Minkowski Decomposition of Associahedra and Related Combinatorics

Realisations of associahedra with linear non-isomorphic normal fans can be obtained by alteration of the right-hand sides of the facet-defining inequalities from a classical permutahedron. These polytopes can be expressed as Minkowski sums and differences of dilated faces of a standard simplex as described by Ardila et al. (Discret Comput Geom, 43:841–854, 2010 ). The coefficients y I of such a Minkowski decomposition can be computed by Möbius inversion if tight right-hand sides z I are known not just for the facet-defining inequalities of the associahedron but also for all inequalities of the permutahedron that are redundant for the associahedron. We show for certain families of these associahedra: (1) How to compute the tight value z I for any inequality that is redundant for an associahedron but facet-defining for the classical permutahedron.

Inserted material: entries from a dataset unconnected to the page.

PR #219, opened 2025-10-20
[build] Update to cpp 20

Me-k-01:
In this PR, the project was updated from cpp 17 to version 20 in order to use concepts

We currently have multiple problems when trying to upgrade the cpp language version on the CUDA examples. A summary of the issues is available in the **troubleshooting notes** section

# Changes made by this PR
- [x] Update CMake to use CMAKE_CXX_STANDARD 20
- [ ] Also update to cpp 20 on the CUDA examples
- [ ] Replace the PROVIDES enum with concepts (to fix the warnings on the PROVIDES enum)
- [ ] Check with CMake that nvcc>=12 before building

# Troubleshooting notes
- **I.** Moving to CPP 20 causes many warnings with the enum PROVIDES system currently in place in the Fitting module (because of an enum to int conversion). To clean up the warnings, we want to replace this with the **concepts** feature of CPP 20.

- **II.** When building the CUDA examples with NVIDIA toolkit 11.8.89 (through docker image `nvidia/cuda:11.8.0-devel-ubuntu22.0`)  we receive the following error:
```sh
CMake Error in examples/cuda/CMakeLists.txt:
  Target "cuda_fit_plane" requires the language dialect "CUDA20" , but CMake                                                                                                                                                   
  does not know the compile flags to use to enable it.                                                                                                                                                                         
                                                                                                                                                                                                                               
                                                                                                                                                                                                                               
CMake Error in examples/cuda/CMakeLists.txt:
  Target "cuda_fit_plane_kdtree" requires the language dialect "CUDA20" , but                                                                                                                                                  
  CMake does not know the compile flags to use to enable it.                                                                                                                                                                   
                                                                                                                                                                                                                               
                                                                                                                                                                                                                               
CMake Error in examples/cuda/ssgls/CMakeLists.txt:
  Target "ponca_ssgls" requires the language dialect "CUDA20" , but CMake                                                                                                                                                      
  does not know the compile flags to use to enable it.                                                                                                                                                                         
```
This is caused by the CMakeLists.txt of the CUDA example : `set(CMAKE_CUDA_STANDARD 20)` seems to trigger this error, but only when we use CPP 20 and not CPP 17 ([see related post](https://stackoverflow.com/questions/75010206/cuda-12-c20-support-with-cmake-not-working)) . Moving to NVCC 12 should solve this issue, but we should add a check for the nvcc version in CMake.

[...]

PR #293, opened 2026-03-24
[common] C++20 Concepts for ponca

### LINKED ISSUE #179: add bases classes for centered/non centered fit

### LINKED ISSUE #218: PROVIDES_PRINCIPAL_CURVATURES is missing from the doc

BDoignies:
Hi, 

This PR serves as a base for introducing concepts in the library. Note that it depends on #219 but some commits will drop once rebase. 

This first commit introduces:
- A format for requires clause
- An example concept for points. Note that due to PointBinding type, we can not check for return type, for write access or for a non const version. 

I suggest to start concept by the prefix "Is" or "Provides" because of current Ponca terminology.


nmellado:
I gave it a go and modified the current proposition. I also modified the curvature estimator, as I believe it is an important feature. 
I did not tried to solve the issues you mentioned in the comments for the missing concepts, will work on it later.
We also need to work on the documentation, I put some comments here and there, but it can definitely be improved.

nmellado:
@BDoignies I finished my first round of changes. Could you please have a look and summarize issues/leftovers ?

BDoignies:
@nmellado 

I added concepts related to filters and frames. In my mind, Frame = local basis and Filter = Frame + distance-based weighting. As far as filters are concerned, I think we can add a few more regarding derivation (probably for BasketUnit and BasketUnitDer, but not for other extensions).

I also split the notion of frame center and evaluation location. To me, these are very different things; at the very least, there should be a semantic distinction (i.e., having both center and evalLocation, even if they are implemented by the same function). This may also allow global frames to take no parameters in their constructor. If we like this change, we should update all code from:

```cpp
Fit f;

for (auto p : points)
{
     f.setNeighborFilter({p.pos(), t});
      // compute, ...
}
```

To something like (exact API to be defined):
```cpp
Fit f;
f.getNeighborFilter().setScale(t); // And other params
// Or we can set only once the filter

for (auto p : points)
{ 
      f.setEvalPoint(p); // Sets internal frame center (as this is a point, it can also automatically set the normal if needed)
      // compute, ...
}
```

This allows for a more uniform API overall. I am especially concerned about GlobalFilter having a reference position and scale in its constructor, as well as NeighborFilterStoreNormal, where the normal is not set. Perhaps we should think a bit more about these concepts.

Ponca/src/Common/pointTypes.h
```diff
@@ -98,6 +98,11 @@ namespace Ponca
         using VectorType = Eigen::Matrix<Scalar, Dim, 1>;
         using MatrixType = Eigen::Matrix<Scalar, Dim, Dim>;
 
+        PONCA_MULTIARCH inline PointPositionNormalBinding()
```
nmellado: The map is stored as const, so it cannot be changed. Why do we want to be able to create ill-formed points ?

Ponca/src/Common/pointTypes.h
```diff
@@ -137,6 +142,8 @@ namespace Ponca
         using VectorType = Eigen::Matrix<Scalar, Dim, 1>;
         using MatrixType = Eigen::Matrix<Scalar, Dim, Dim>;
 
+        PONCA_MULTIARCH inline PointPositionNormalLazyBinding() : m_interlacedArray(nullptr), m_id(0) {}
```
nmellado: Same here, I don't think we want this default constructor.

Ponca/src/Fitting/basketUnit.h
```diff
@@ -46,6 +40,10 @@ namespace Ponca
         Scalar m_sumW{0};
 
     protected:
+        //! \brief Eval location
+        //! \warning This might be different from frame().center() !
+        DataPoint m_evalPoint;
```
nmellado: Let's discuss this AFK,

Ponca/src/Fitting/Basket/fit/mongePatch.h
```diff
@@ -29,33 +30,25 @@ namespace Ponca
...
 
         This primitive provides:
-        \verbatim PROVIDES_MONGE_PATCH, PROVIDES_FIRST_FUNDAMENTAL_FORM_COMPONENTS,
-       PROVIDES_SECOND_FUNDAMENTAL_FORM_COMPONENTS \endverbatim
+        \verbatim PROVIDES_MONGE_PATCH, ProvidesFirstFondamentalFormComponents,
+       ProvidesSecondFondamentalFormComponents\endverbatim
 
         This primitive requires:
-        \verbatim PROVIDES_PLANE, PROVIDES_TANGENT_PLANE_BASIS, PROVIDES_HEIGHTFIELD \endverbatim
+        \verbatim ProvidesPlane, ProvidesTangentPlaneBasis, PROVIDES_HEIGHTFIELD \endverbatim
```
nmellado, line 37: Fix provide list

nmellado (commented):
Minor comments.

Ponca/src/Fitting/Basket/fit/mongePatch.h
BDoignies: Wdym? I think this is best if it is linked to the concept (ie ProvidesPlane) rather than something that only exists within the documentation like "PROVIDES_PLANE"

BDoignies:
@nmellado Does the name suits you "FilterWithAttributes" ? I had other thing in mine but this one was the best IMHO : 

* FilterWithMetadata : this is not really metadata
* FilterWithData: Not really clear if data relates to DataPoint, or somehing else
* (Meta)DataFilter: Looks like we are filtering the (meta)data
* DataStoreFilter: Looks like we are filtering a "DataStore"
* AnnotatedFilter: I really like this one, just don't know if annotated is the right term 
* WrappedFilter: Feels like it does things other than just storing data

nmellado:
Hello @BDoignies ,
FilterWithAttribute is good.

PR #298, opened 2026-03-26
[fitting] Compute functions

BDoignies:
Hi, 

As discussed in #271, this PR moves compute MLS function in a separate file name 'computeScheme.h', because 'compute' is already taken ; that could be change easily. 

A key change is that computeMLS iteration count is no longer defaulted for some overloads. For some reason I do not understand, the compiler calls the wrong overload at this line : [msl:69](https://github.com/poncateam/ponca/blob/1ffd926693113b7db54c52b90e144fa17574978f/tests/src/mls.cpp#L68) (I though SNIFAE would apply but maybe it is not substitution failure afterall)... I do not think this is a bad thing but this is a slight change of API that needs consideration in my opinion.
 
As a side note, previous version had no problem because there was only a single overload possible: computeMLS with a container. I added a new one from two iterator to mimic what compute can be called with.


BDoignies:
Now merged with #271

BDoignies:
@nmellado as discussed AFK, I removed RIMLS from this PR and added projection classes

More precisely, each value z I is described in terms of tight values z J of facet-defining inequalities of the corresponding associahedron determined by combinatorial properties of I . (2) The computation of the values y I of Ardila, Benedetti & Doker can be significantly simplified and depends on at most four values z a ( I ) , z b ( I ) , z c ( I ) and z d ( I ) . (3) The four indices a ( I ) , b ( I ) , c ( I ) and d ( I ) are determined by the geometry of the normal fan of the associahedron and are described combinatorially. (4) A combinatorial interpretation of the values y I using a labeled n -gon. This result is inspired from similar interpretations for vertex coordinates originally described by Loday and well-known interpretations for the z I -values of facet-defining inequalities.